PR #8143, opened 2024-01-06
[docs-only] fix NATS configuration in wopi example

individual-it:
## Description
The example did not work for me, I believe the NATS settings need to be adjusted.
Wit this change, both collabora and onlyoffice work fine

## Related Issue
- Fixes #8100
□ □ □ □ □
• EXERCISE DETAILS:
Output the data in full, exactly as it stands.

• OUTPUT OF THE TASK:
PR #8143, opened 2024-01-06
[docs-only] fix NATS configuration in wopi example

individual-it:
## Description
The example did not work for me, I believe the NATS settings need to be adjusted.
Wit this change, both collabora and onlyoffice work fine

## Related Issue
- Fixes #8100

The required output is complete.